The photo here has me at the age of 4; the age when I first began noticing that sometimes I would get a gnawing pain one side of my head. I didn’t hit my head, I wasn’t tired– I was a puzzled young girl who would constantly fidget because of the pain. When it came time for school, although I was smart, I had trouble concentrating. The florescent lights and smells of a classroom were enough to send me into panic mode. It was then I was finally diagnosed at age 6 with migraines.
My “migraine story” was first featured on Migraine Again– a site that connects migraine sufferers together . You can read my story there by clicking here: Chelsea’s Story.
Migraines run in my family; however, I was incredibly young when diagnosed. When I was a little kid, my migraines could be caused by a variety of things that make the childhood experience: sugary snacks, trampolines, amusement rides, fireworks, etc. I found it so frustrating to get to a friend’s house for a play date and have to explain that because of migraines–a word I couldn’t even spell properly at the time– was the reason why I couldn’t jump on the trampoline. My friends didn’t understand, and sometimes, neither did their parents. Hell, my teachers couldn’t understand why a student who claims she wants to be engaged, has a lot of energy won’t simply focus on the materials. Children’s motrin was my go to medicine–I can still remember how the chewables burnt my mouth.
When I became a teenager, the fidgeting decreased, but the frequency of my migraines increased. Hormones created a new hell. My migraines would not only come at random, but also would come in relation to my menstrual cycle. I remember freshman year being out of class for 2 weeks because of a nasty migraine. I honestly thought I was going to go blind and never be able to go to college. I took Darvocet in my teens to eliminate the nasty migraines, then Darvocet was discontinued.
In college, I learned to manage my migraines a little better. Sleep when I needed to, and try to avoid all nighters and alcohol was the game plan. I stuck to the plan pretty well and graduated within 3 years with Bachelor’s and then proceeded to work on my Master’s.
When I started my Master’s I really was just coping with the migraine problem, not solving. I would take ibuprofen and tyelnol like it was candy. I avoided social events for fear it might trigger a migraine. Then in 2012, I was diagnosed with kidney cancer. I had originally gone to the doctors with the purpose of getting a migraine management plan, but the pain in my side grabbed my attention more. If you would like to know more about my cancer story, feel free to message me.
Thankfully, surgery did the trick and I was on my way to being cancer free. However, my migraines were still there (I even remember holding my side a week after surgery to “keep” the stitches in while throwing up from a migraine). It was then I decided I needed to see a neurologist, but I waited until I had real health insurance in 2014. In the meantime, my primary care doctor prescribed me Topamax–which forever will be called dopamax to me. On topamax, I became depressed, brain dead, and angry. I plan to write a post about my experience on the nasty drug.

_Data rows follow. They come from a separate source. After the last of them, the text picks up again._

PR #477, opened 2016-07-27
Disable sha256 calculation and use UNSIGNED-PAYLOAD for sha256 header for signature calculation.

### LINKED ISSUE #461: Disable sha256 computation for https
verified by doing traceOn that sha256 header is UNSIGNED-PAYLOAD for https connection

krishnasrinivas:
fixes #461

### DIFF
--- a/src/main/minio.js
+++ b/src/main/minio.js
@@ -107,7 +107,6 @@ export default class Client {
     this.host = host
     this.port = port
     this.protocol = protocol
-    this.secure = params.secure
     this.accessKey = params.accessKey
     this.secretKey = params.secretKey
     this.userAgent = `${libraryAgent}`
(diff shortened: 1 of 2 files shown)


src/main/minio.js
```diff
@@ -304,7 +305,8 @@ export default class Client {
       options.headers['content-length'] = payload.length
     }
     var sha256sum = ''
-    if (!this.anonymous) sha256sum = Crypto.createHash('sha256').update(payload).digest('hex')
+    var enableSHA256 = !(this.anonymous || this.secure)
+    if (enableSHA256) sha256sum = Crypto.createHash('sha256').update(payload).digest('hex')
```
harshavardhana: why not make this variable as part of 'this.enablePayloadCksum'  and use it everywhere. Just that we can avoid having `enableSha256` lying everywhere.

harshavardhana:
LGTM, Thanks :+1:

PR #480, opened 2016-08-01
Get/Set/Delete Notification Config

vadmeste:
Still some few changes needed before merging, do not review

### DIFF
--- a/src/test/unit/test.js
+++ b/src/test/unit/test.js
@@ -22,14 +22,7 @@ import Http from 'http';
 import Nock from 'nock';
 import Through2 from 'through2';
 import Stream from 'stream';
-import Minio from '../../../dist/main/minio.js';
-
-var BucketNotification = require('../../../dist/main/minio.js').BucketNotification
-var TopicConfig = require('../../../dist/main/minio.js').TopicConfig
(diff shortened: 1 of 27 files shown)


vadmeste:
@krishnasrinivas, could you take a look at this patch ? especially how {set,get,delete}-bucket-notification.js are calling and importing our APIs.

harshavardhana:
> @krishnasrinivas, could you take a look at this patch ? especially how {set,get,delete}-bucket-notification.js are calling and importing our APIs.

We need to add some test cases as well white we are at it.

krishnasrinivas:
@vadmeste will look

src/test/unit/test.js
```diff
@@ -876,59 +869,9 @@ describe('Client', function() {
       })
     })
 
-
-    describe('#deleteBucketNotification()', () => {
-      it('remove all bucket notifications', (done) => {
```
harshavardhana: test case removed?

vadmeste: well, all mock test cases will be removed later right?

harshavardhana:
> well, all mock test cases will be removed later right?

If its not added here we should update the functional-test.js

harshavardhana:
This is still a WIP?

vadmeste:
No.

PR #481, opened 2016-08-02
Implement custom percent encoding function.

krishnasrinivas:
Custom percent encoding implementated as encodeURIComponent() was not encoding certain characers like "("


harshavardhana:
It would be worthwhile to add test cases for this as well.

PR #485, opened 2016-08-10
add `getBucketPolicy` and `setBucketPolicy`

brendanashworth:
This commit adds two new functions, `getBucketPolicy` and
`setBucketPolicy`, both of which allow the user to manage bucket policy
via the node client. Documentation, examples, tests are included.

### DIFF
--- a/docs/API.md
+++ b/docs/API.md
@@ -32,13 +32,13 @@ var s3Client = new Minio({
 
 ```
 
-| Bucket operations       | Object operations      | Presigned operations | Notification config. operations |
+| Bucket operations       | Object operations      | Presigned operations | Bucket Policy & Notification operations |
 | ------------- |-------------| -----| ----- |
 | [`makeBucket`](#makeBucket)    | [`getObject`](#getObject) | [`presignedGetObject`](#presignedGetObject) | [`getBucketNotification`](#getBucketNotification) |
 | [`listBuckets`](#listBuckets)  | [`getPartialObject`](#getPartialObject)    |   [`presignedPutObject`](#presignedPutObject) | [`setBucketNotification`](#setBucketNotification) |
 | [`bucketExists`](#bucketExists) | [`fGetObject`](#fGetObject)    |    [`presignedPostPolicy`](#presignedPostPolicy) | [`deleteBucketNotification`](#deleteBucketNotification) |
-| [`removeBucket`](#removeBucket)      | [`putObject`](#putObject)       |
-| [`listObjects`](#listObjects) | [`fPutObject`](#fPutObject)   |
+| [`removeBucket`](#removeBucket)      | [`putObject`](#putObject)       |     | [`getBucketPolicy`](#getBucketPolicy)
+| [`listObjects`](#listObjects) | [`fPutObject`](#fPutObject)   |   |   [`setBucketPolicy`](#setBucketPolicy)
 | [`listIncompleteUploads`](#listIncompleteUploads) |[`statObject`](#statObject) |
 |     |  [`removeObject`](#removeObject)    |
 |  | [`removeIncompleteUpload`](#removeIncompleteUpload)  |
@@ -768,7 +768,7 @@ minioClient.presignedPostPolicy(policy, function(err, postURL, formData) {
 
 ```
 
-## 5. Notification config operations
+## 5. Bucket Policy & Notification operations
 
 Buckets are configured to trigger notifications on specified types of events and paths filters.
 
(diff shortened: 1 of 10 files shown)


src/main/minio.js
```diff
@@ -1206,6 +1208,43 @@ export class Client {
...
+      throw new errors.InvalidPrefixError(`Invalid object prefix: ${objectPrefix}`)
+    }
+    if (!isFunction(cb)) {
+      throw new TypeError('callback should be of type "function"')
+    }
+
+    let method = 'GET'
+    let query = 'policy'
+    this.makeRequest({method, bucketName, query}, '', 200, '', (e, response) => {
+      if (e) cb(e)
```
krishnasrinivas: `return cb(e)`

src/main/minio.js
```diff
@@ -1206,6 +1208,43 @@ export class Client {
...
+
+      let policy = ''
+
+      let transformer = transformers.getBucketPolicyTransformer(bucketName, objectPrefix)
+      pipesetup(response, transformer)
+        .on('data', data => {
```
krishnasrinivas: `.on('data', data => policy = data)` will be shorter

src/main/minio.js
```diff
@@ -1206,6 +1208,43 @@ export class Client {
...
+          policy = data
+        })
+        .on('error', cb)
+        .on('end', () => {
+          cb(null, policy)
+        })
```
krishnasrinivas: `.on('end', () => cb(null, policy)`

src/test/unit/test.js
```diff
@@ -491,6 +491,51 @@ describe('Client', function() {
     })
   })
```
krishnasrinivas: can you put the tests in functional tests and remove unit tests? we had decided move the test cases to functional tests from unit tests.

src/main/minio.js
```diff
@@ -40,6 +40,8 @@ import { isValidPrefix, isValidEndpoint, isValidBucketName,
 
 import { signV4, presignSignatureV4, postPresignSignatureV4 } from './signing.js';
 
+import { isValidBucketPolicy } from './bucket-policy'
```
krishnasrinivas: this is not used in this file yet

src/main/transformers.js
```diff
@@ -199,3 +200,10 @@ export function getBucketRegionTransformer() {
 export function getBucketNotificationTransformer() {
   return getConcater(xmlParsers.parseBucketNotification)
 }
+
+// Parses GET/SET BucketPolicy response.
+export function getBucketPolicyTransformer(bucketName, objectPrefix) {
+  return getConcater(response => {
+    return parseBucketPolicy(response, bucketName, objectPrefix)
+  })
+}
```
krishnasrinivas: do not pass bucketName and objectName here, instead make it return entire json object.
Let the higher layer ie getBucketPolicy deal with converting policy object to BUCKET_POLICY_READ_ONLY etc

so this can be:
```
export getBucketPolicyTransformer = (bucketName, objectPrefix) =>
    getConcater(response => JSON.parse(response))
```

docs/API.md
```diff
@@ -1029,6 +1029,33 @@ minioClient.deleteBucketNotification('my-bucketname', function(e) {
...
+as well.
+
+__Parameters__
+
+
+| Param  |  Type | Description  |
+|---|---|---|
+| `bucketName`  | _string_  | Name of the bucket |
+| `objectPrefix` | _string_ | Prefix of objects in the bucket with which to filter permissions off of. Use `''` for entire bucket. |
+| `callback(err, policy)`  | _function_  | Callback function is called with non `null` err value in case of error. `policy` will be the string representation of the bucket policy (`none`, `readonly`, `writeonly`, or `readwrite`). |
```
krishnasrinivas: you can mention it as `BUCKET_POLICY_NONE` etc instead of strings

brendanashworth: Those constants aren't actually exported — they're just for internal use. I figured it'd be easier to use strings for the arguments as it's more readable, do you think so?

src/main/minio.js
brendanashworth: Thanks, I forgot about that one — I had that in for the `setBucketPolicy` stuff, but I'll be adding that to this commit momentarily so it'll be all bueno.

src/test/unit/test.js
brendanashworth: Would you like me to change the style of the tests as well? One issue with functional tests *instead* of unit tests in this case is we couldn't ensure that the outgoing request has the same payload each time — we'd only be testing that the server interpreted it correctly, as opposed to testing whether or not we sent the right payload.

brendanashworth:
@krishnasrinivas I've updated the PR with `setBucketPolicy` and fixed some of your nits. Please take another look when you have time :)

src/main/minio.js
```diff
@@ -1206,6 +1209,86 @@ export class Client {
...
+
+    // Generate the statements for S3.
+    let policyPayload = generateBucketPolicy(bucketPolicy, bucketName, objectPrefix)
+    policyPayload = JSON.stringify(policyPayload)
+
+    let method = 'PUT'
+    let query = 'policy'
+    this.makeRequest({method, bucketName, query}, policyPayload, 204, '', (err) => {
+      cb(err)
+    })
```
krishnasrinivas: this will be concise and better:
```
let method = 'DELETE'                                                                                                                                                           
let query = 'policy'                                                                                                                                                            
let policyPayload = ''                                                                                                                                                          
                                                                                                                                                                                
if (bucketPolicy !== 'none') {                                                                                                                                                  
  method = 'PUT'                                                                                                                                                                
  policyPayload = JSON.stringify(generateBucketPolicy(bucketPolicy, bucketName, objectPrefix))                                                                                  
}                                                                                                                                                                               
this.makeRequest({method, bucketName, query}, policyPayload, 204, '', cb)
```

src/test/unit/test.js
krishnasrinivas: > One issue with functional tests instead of unit tests in this case is we couldn't ensure that the outgoing request has the same payload each time — we'd only be testing that the server interpreted it correctly, as opposed to testing whether or not we sent the right payload.

For that you can add a test case for `generateBucketPolicy()` to check if it returns the expected output. Unit tests for our internal functions will be good to have, see if you can add it. But we can do away with mock tests (involving http calls).

But functional tests are more important i.e testing things against actual server as it will be more of a real world test.
But having both mock tests and functional tests will be too much, so we prefer functional tests over mock tests.

does that sound right?

brendanashworth: Yes, definitely, this makes more sense than what I had in mind :) Thanks for the explanation, I'll fix the tests up tomorrow morning.

docs/API.md
krishnasrinivas: if JS was a typed language i could have argued that using BUCKET_POLICY_NONE is better than 'none' string because if the developer made a mistake in typing say BUCKET_POLICY_NONEEE he would get a compile time error and not run time error, but if he wrote 'noneee' compiler would not be able to detect that error.

But in JS the developer will not get  a compile error even if he types minio.BUCKET_POLICY_NONEEE so there is no advantage for JS.
But it's better to be consistent with other minio libraries which use constants for policy names, so you can use:
Policy.NONE
Policy.READONLY
Policy.READWRITE
Policy.WRITEONLY

and

```
export const Policy = {
    NONE: 'none',
    READWRITE: 'readwrite',
    ...
}
```

you'll need to reexport it in minio.js like how it's done for notification.js

src/main/minio.js
```diff
@@ -1206,6 +1209,83 @@ export class Client {
...
+    // If it is anything but, generate the bucket policy and send it as payload.
+    if (bucketPolicy != 'none') {
+      method = 'PUT'
+
+      // Generate the statements for S3.
+      policyPayload = generateBucketPolicy(bucketPolicy, bucketName, objectPrefix)
+      policyPayload = JSON.stringify(policyPayload)
+    }
+
+    this.makeRequest({method, bucketName, query}, policyPayload, 204, '', (err) => {
```
krishnasrinivas: you can do:
`this.makeRequest({method, bucketName, query}, policyPayload, 204, '', cb)`

src/test/unit/test.js
brendanashworth: I've added the functional tests now, ptal.

brendanashworth:
Thank you!

PR #487, opened 2016-08-10
Handle error xml response after 200 OK status from Complete Multipart…

### LINKED ISSUE #452: multipart: complete multipart upload should process white space characters after 200 OK
http://docs.aws.amazon.com/AmazonS3/latest/API/mpUploadComplete.html

`
Processing of a Complete Multipart Upload request could take several minutes to complete. After Amazon S3 begins processing the request, it sends an HTTP response header that specifies a 200 OK response. While processing is in progress, Amazon S3 periodically sends whitespace characters to keep the connection from timing out. Because a request could fail after the initial 200 OK response has been sent, it is important that you check the response body to determine whether the request succeeded.
`

Not sure how server indicates a failure after 200 OK with white space characters, needs to be figured out.

vadmeste:
… call

Fixes #452

### DIFF
--- a/src/main/minio.js
+++ b/src/main/minio.js
@@ -1443,7 +1443,14 @@ export class Client {
       var transformer = transformers.getCompleteMultipartTransformer()
       pipesetup(response, transformer)
         .on('error', e => cb(e))
-        .on('data', result => cb(null, result.etag))
+        .on('data', result => {
+          if (result.errCode) {
+            // Multipart Complete API returns an error XML after a 200 http status
+            cb(new errors.S3Error(result.errMessage))
+          } else {
+            cb(null, result.etag)
+          }
+        })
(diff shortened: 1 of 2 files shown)


src/main/minio.js
```diff
@@ -1443,7 +1443,14 @@ export class Client {
       var transformer = transformers.getCompleteMultipartTransformer()
       pipesetup(response, transformer)
         .on('error', e => cb(e))
-        .on('data', result => cb(null, result.etag))
+        .on('data', result => {
+          if (result.errCode) {
+            // Multipart Complete API returns an error XML after a 200 http status
+            cb(new Error(result.errMessage))
```
krishnasrinivas: you can return `errors.S3Error(result.errMessage)`

PR #488, opened 2016-08-11
ci: run unit tests

brendanashworth:
Before this, for reasons unknown, the CIs wouldn't run the unit tests,
they would only run the linters. To make life easier on the maintainers,
run the unit tests for each PR.


brendanashworth:
This doesn't currently include functional tests as you need a server running with credentials to run those.

Issue #428, opened 2016-02-18
api: check ram usage for putObject()


krishnasrinivas:

brendanashworth:
This issue might just have to be decked because of the way Amazon requires multipart uploads to work. The node process [must buffer until the `partSize` for the chunk](https://github.com/minio/minio-js/blob/9a44f63967be5f1649be57297274914fa9d3b937/src/main/minio.js#L1036), which for larger files can be a quite serious chunk of RAM (~525MB), although only 5MB for small objects. There is no way to get out of this buffering, afaik.

One alternative is to, instead of keeping the buffered data in RAM, we can offload it into a file as the stream finishes the chunk. However this beats around the bush and will probably cause more performance issues than already exist, most especially for fast-moving streams.

CPU-wise, there are a few improvements to be made (profiling indicates [this](https://github.com/minio/minio-js/blob/9a44f63967be5f1649be57297274914fa9d3b937/src/main/minio.js#L362) takes up a chunk of runtime), but because the *vast, vast* majority of time is spent on the wire and in networking, optimizations in that department would be moot.

I'm not sure exactly how to significantly improve RAM usage in `putObject`, simply because Amazon requires that we buffer data so significantly.

harshavardhana:
> I'm not sure exactly how to significantly improve RAM usage in putObject, simply because Amazon requires that we buffer data so significantly.

This bug is here to evaluate what are impacts of uploading with large files and an average memory usage.  Wee have agreed some time ago that 525M uploading per part serially is not a problem. We are talking about 525MB for a 5TB single object which is usually really rare. 

That is why this github issue is not a bug but a question for which we need answers.  minio-go now defaults to single part size to 64MB, we can potentially bump this value here as well depending on the understanding of overall memory usage in nodejs runtime.

brendanashworth:
> depending on the understanding of overall memory usage in nodejs runtime

Ah, I see. I'll do some profiling to see where exactly the memory usage is coming from. Probably v8/the runtime will take the cheese for why it uses more memory than go but profiling should answer the question definitively.

krishnasrinivas:
@brendanashworth this is what you can do, upload 50G file to play.minio.io using putObject and subsequently fPutObject, and check how RAM usage increases using `htop` for both the APIs and at what point it stabilizes.

krishnasrinivas:
Memory usage is stable. Just verified.

PR #494, opened 2016-08-13
add new stream uploader

brendanashworth:
This PR adds a new stream uploader, `.streamObject()`, which allows for easy uploading of a stream to s3.

This also ports `.fPutObject()` and `.putObject()` to use `.streamObject()` under the hood.

**NOTE**: this contains a breaking change. Before this, uploading a stream of size 1GB (for example) but declaring it as 2GB would leave the multipart upload open on the server. This PR now makes it close the multipart upload once the stream ends. The tests have been updated/removed for that.

### DIFF
--- a/docs/API.md
+++ b/docs/API.md
@@ -492,7 +492,7 @@ __Parameters__
 | `bucketName`  |_string_   | Name of the bucket.  |
 | `objectName`  |_string_   | Name of the object.  |
 | `stream`  | _Stream_  |Readable stream.   |
-|`size`   | _number_  | Size of the object.  |
+|`size`   | _number_  | Size of the object (optional).  |
 |`contentType`   | _string_  | Content-Type of the object (optional, default `application/octet-stream`).  |
 | `callback(err, etag)` | _function_ | Non-null `err` indicates error, `etag` _string_ is the etag of the object uploaded.|
 
@@ -510,7 +510,7 @@ var fileStat = Fs.stat(file, function(err, stats) {
   if (err) {
     return console.log(err)
   }
-  minioClient.putObject('mybucket', '40mbfile', fileStream, stats.size, 'application/octet-stream', function(err, etag) {
+  minioClient.putObject('mybucket', '40mbfile', fileStream, stats.size, function(err, etag) {
     return console.log(err, etag) // err should be null
   })
 })
@@ -537,7 +537,7 @@ __Example__
 ```js
 
 var buffer = 'Hello World'
-minioClient.putObject('mybucket', 'hello-file', buffer, 'application/octet-stream', function(err, etag) {
+minioClient.putObject('mybucket', 'hello-file', buffer, function(err, etag) {
   return console.log(err, etag) // err should be null
 })
 
--- a/src/main/object-uploader.js
+++ b/src/main/object-uploader.js
@@ -1,0 +1,224 @@
+/*
+ * Minio Javascript Library for Amazon S3 Compatible Cloud Storage, (C) 2016 Minio, Inc.
+ *
+ * Licensed under the Apache License, Version 2.0 (the "License");
+ * you may not use this file except in compliance with the License.
+ * You may obtain a copy of the License at
+ *
+ *     http://www.apache.org/licenses/LICENSE-2.0
+ *
+ * Unless required by applicable law or agreed to in writing, software
+ * distributed under the License is distributed on an "AS IS" BASIS,
+ * WITHOUT WARRANTIES OR CONDITIONS OF ANY KIND, either express or implied.
+ * See the License for the specific language governing permissions and
+ * limitations under the License.
+ */
+
+import { Transform } from 'stream'
+import { Hash } from 'crypto'
+import * as querystring from 'querystring'
+
+// We extend Transform because Writable does not implement ._flush().
+export default class ObjectUploader extends Transform {
+
+  constructor(client, bucketName, objectName, partSize, callback) {
+    super()
+
+    this.client = client
+    this.bucketName = bucketName
+    this.objectName = objectName
+    // The size of each multipart, chunked by BlockStream2.
+    this.partSize = partSize
+    // Call like: callback(error, etag).
+    this.callback = callback
+
+    // We need to keep track of what number chunk/part we're on. This increments
+    // each time _write() is called. Starts with 1, not 0.
+    this.partNumber = 1
+
+    // A list of the previously uploaded chunks, for resuming a file upload. This
+    // will be null if we aren't resuming an upload.
+    this.oldParts = null
+
+    // Keep track of the etags for aggregating the chunks together later. Each
+    // etag represents a single chunk of the file.
+    this.etags = []
+
+    // Don't bother with the content-type, default to octet stream for simplicity.
+    this.contentType = 'application/octet-stream'
+
+    // This is for the multipart upload request — if null, we're either not initiated
+    // yet or we're flushing in one packet.
+    this.id = null
+
+    // Handle errors.
+    this.on('error', err => {
+      callback(err)
+    })
+  }
+
+  _transform(chunk, encoding, callback) {
+    // Calculate the md5 sum.
+    let md5 = new Hash('md5')
+    md5.update(chunk)
+    let md5sum = md5.digest()
+
+    let method = 'PUT'
+    let headers = {
+      'Content-Length': chunk.length,
+      'Content-Type': this.contentType,
+      'Content-MD5': md5sum.toString('base64')
+    }
+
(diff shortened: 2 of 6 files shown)


harshavardhana:
This is actually an important breaking API change.  Size is provided for a requirement to calculate optimal part size.  Also to seamlessly resume a previously uploaded object.

harshavardhana:
Will ping you lets discuss this further

harshavardhana:
Will review @brendanashworth tonight.

krishnasrinivas:
@brendanashworth  there is one important requirement for fPutObject, it should not hold anything in memory. If you look at current putObject() it has no choice but to hold it up in the memory because once it reads from the stream for md5sum and sha256 calculation it can't just drop it as the read stream is not seekable to seek and read it again. So for large objects this won't be fun for a 5TB upload the partsize will be around 500MB and nodejs might not even work properly. But if you look at current fPutObject() implementation it does not hold anything in memory at all so it will work smoothly regardless of the objectsize/partsize. fPutObject is written the way it is as nodejs streams are not seekable unlike how it is in other languages like Go

krishnasrinivas:
@brendanashworth another requirement is for small objects (less than `minimumPartSize`) we should not upload as multipart and instead do direct PUT

harshavardhana:
@brendanashworth @krishnasrinivas sums up pretty much what i wanted to say.

harshavardhana:
Let's talk again on this tomorrow.

brendanashworth:
I talked with @harshavardhana and it seems like the following is what we'd like to do with this:

- to check out memory usage first before moving ahead
- drop `fPutObject`, as a different approach to implementation is better, reading the file in chunks and uploading each chunk individually instead of streaming it
- drop the new `streamObject` API and keep the new functionality only in `putObject`

@krishnasrinivas thanks for your comments. I did implement the single-request PUT in the latest version, but your `fPutObject` analysis is spot-on.

Regarding issue you brought up about `putObject` buffering too much memory, Harsha and I talked about this a little bit — to fix it, I created [`block-stream-file`](https://github.com/brendanashworth/block-stream-file), which is a drop-in replacement for [`BlockStream2`](https://github.com/minio/minio-js/blob/588f1399fd4743f9a0f515333be664330bc57127/src/main/minio.js#L1036). I'm going to do some memory profiling before I am *sure* the replacement would fix the memory usage, but when I introduce it into this PR we should see a rather dramatic improvement in overall memory usage.

I'll still work on this PR, I'll try and finish it up soon so it doesn't get stale in regards to the codebase.

harshavardhana:
> drop fPutObject, as a different approach to implementation is better, reading the file in chunks and uploading each chunk individually instead of streaming it

We need to keep 'fPutObject' just that we have to use NodeJS readOffset functions.

brendanashworth:
> We need to keep 'fPutObject'

Yes, I just meant drop it from the pull request — sorry!

krishnasrinivas:
> Regarding issue you brought up about putObject buffering too much memory, Harsha and I talked about this a little bit — to fix it, I created block-stream-file

we had discussed using tmp files instead of keeping it in memory, but AB did not like it as it (I think because of the side effects it brings in the system like extra maintenance work of deleting tmp files, ramdisk based tmpfs eating memory etc) Also for majority of the cases - till 50GB the chunk size is 5MB which is fine.

Current putObject() is fine memory wise because it keeps just 5MB in memory, by memusage concern in https://github.com/minio/minio-js/issues/428 what I was curious was  to find is if streams work as expected without buffering up unnecessarily in memory. Unless there is a bug in our code this should not happen for even files up to 50G.

> We need to keep 'fPutObject' just that we have to use NodeJS readOffset functions.

you mean `fs.read(fd, buffer, offset, length, position, callback)` ? I had explored this API when I wrote fPutObject but found a better API for our purpose - fs.createReadStream() that I used i.e it gives a stream directly with the "seek" effects as you can specify start and end offsets.

@brendanashworth if you can list the things you are trying to achieve in this patch that will help me to evaluate/suggest. I had tried to unify code for putObject and fPutObject but it got complicated as the two APIs had different requirements. putObject needed to work on streams and fPutObject needed to be memory efficient. Added to this nodejs streams does not support seek() call. So keeping the code separate was the cleanest approach. But there will always be scope to do things better. So let me know what problem you are trying to solve which will help me give you ideas.

brendanashworth:
Forgive me for the prolonged absence 😅  Been a bit busy.

@krishnasrinivas you're entirely correct. The expectations of the `fPutObject` and `putObject` APIs are different. Reconciling the two is beyond our reach for now. I've removed any changes to `fPutObject` from this pull request because of that, thank you.

The only problem I'm trying to fix in this pull request is the necessity of the **size parameter** in `putObject`. I want to make that parameter *optional*. Node.js streams by nature are limitless — most core and userland stream APIs do not have the foresight to know the length of the entire stream before it ends. In my opinion, minio-js should support the uploading of these streams, even if it isn't *performant* but because it's the only *possible* way.

As an example, if you wanted to stream an HTTP PUT upload (with no size specified by the client) through a Node.js server and into s3 with minio-js, *currently* you'd have to buffer the entire upload on your application-side. Because we require you to know the size beforehand, you need to build in your own buffering app because it's simply *impossible* to know the final upload size.

This PR's intention is to make it optional by defaulting to the largest multipart size possible. If the API user knows the size beforehand, they can still provide it to receive better performance. If not, they'd be buffering the data anyways, and now we can do it for them.

I've updated the pull request to reflect this. I hope you like it and I'm always willing to make changes 😄

harshavardhana:
Welcome back @brendanashworth :-) - will review the PR. Thanks.

docs/API.md
```diff
@@ -477,7 +477,7 @@ minioClient.fGetObject('mybucket', 'photo.jpg', '/tmp/photo.jpg', function(err)
 
 ```
 <a name="putObject"></a>
-### putObject(bucketName, objectName, stream, size, contentType, callback)
+### putObject(bucketName, objectName, stream, size, callback)
```
harshavardhana: contentType is still needed when a user wishes to provide contentType . IT is a necessary input parameter.

src/main/object-uploader.js
```diff
@@ -0,0 +1,224 @@
...
+          }, {})
+
+          this.emit('ready')
+        })
+      })
+
+      return
+    }
+
+    // Continue flushing various parts if we're initiated.
```
harshavardhana: ```// Continue uploading various parts if we have initiated multipart upload. ```

src/main/object-uploader.js
```diff
@@ -0,0 +1,224 @@
...
+    })
+  }
+
+  _flush(callback) {
+    // If it has been uploaded in a single packet, we don't have to do anything.
+    if (this.id === null) {
+      return
+    }
+
+    // This is called when all of the chunks are finished uploading and the
```
harshavardhana: ``` // This is called when all of the chunks uploaded successfully, thus complete the multipart upload. ```

src/main/object-uploader.js
```diff
@@ -0,0 +1,224 @@
...
+    if (this.id === null) {
+      this.once('ready', () => {
+        this._transform(chunk, encoding, callback)
+      })
+
+      // Check for an old upload.
+      this.client.findUploadId(this.bucketName, this.objectName, (err, id) => {
+        if (err) return this.emit('error', err)
+
+        // If no upload ID exists, get our own.
```
harshavardhana: ``` // If no upload ID exists, initiate a new one. ```

src/main/object-uploader.js
```diff
@@ -0,0 +1,224 @@
...
+
+    // If we aren't flushing in one packet, we need to initiate the multipart upload,
+    // if it hasn't already been done. The write will be buffered until the upload has been
+    // initiated.
+    if (this.id === null) {
+      this.once('ready', () => {
+        this._transform(chunk, encoding, callback)
+      })
+
+      // Check for an old upload.
```
harshavardhana: ``` Check for an incomplete previous upload. ```

docs/API.md
brendanashworth: Should I put it back in the documentation? Right now the parameter is still *supported*, it's just legacy optional — the new `ObjectUploader` doesn't require it. Or should I change something under the hood?

brendanashworth:
Thanks @harshavardhana, I've changed the comments. Could you double check that the breaking changes are desired — thanks.

docs/API.md
harshavardhana: It is better to mention it in docs otherwise no one will know how to use it and it is consistent with our other libs as well.

brendanashworth: Good idea, fixed!

Issue #492, opened 2016-08-12
api: Add GetBucketNotification, SetBucketNotification and RemoveAllBucketNotification


harshavardhana:
Additionally also implement listen bucket notification minio extended API.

When I finally saw a neurologist at the Cleveland Clinic, I began to feel hope. I was put on Zonegran which immediately reduced my frequency and was given sumatriptans to help when I had one.
For whatever reason in 2015, my migraines went from being episodic to chronic. I had head pain everyday and a migraine at least 10-12 days out of the month. Triptans weren’t helping. I increased my Zonegran dose. I was rushing to urgent care monthly for torodol shots. I was in a constant state of cancelling plans, being upset, and stressing over my life with migraines.
In 2016, I decided to take action. I wanted to live a life that was more independent from this debilitating disease. I asked my neurologist for suggested vitamins and dosing (you can find my current plan on my blog). I eventually got off of triptans. I did an elimination diet to see what could be potentially triggers– I used an app called My Migraine Buddy to help identify patterns. I also changed jobs and moved to a different city–my new job is a less stressful environment than my old job.
Today, I get about 3-4 migraine days a month. They are not as severe as they used to be and do not require heavy medications or emergency room/urgent care visits. Still, the 3-4 days is not reflective of the pre and post symptoms that come with a migraine. However, I am thankful that they are in a much more managed state than the out of control attacks that were happening almost daily.
I continue to find ways to improve my quality of life while still search for answers on this horrible disease I have to live with. It has been over 20 years since I have been diagnosed with migraines, I refuse to give up, slow down, or stop my dreams because of them. I love traveling, wine, and spending time with my pet, family, and friends. I hope this blog inspires, comforts, and makes you smile in your own migraine journey.